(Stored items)
PR #240, opened 2019-01-02
test(app-shell): convert LoginLocked test to RTL

emmenko:
image

Snapshots on new year are counterproductive 😅


packages/application-shell/src/components/login-locked/login-locked.spec.js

■ **Exercise requirements**
Copy the data exactly as it was presented.

■ **Finished exercise**
PR #240, opened 2019-01-02
test(app-shell): convert LoginLocked test to RTL

emmenko:
image

Snapshots on new year are counterproductive 😅


packages/application-shell/src/components/login-locked/login-locked.spec.js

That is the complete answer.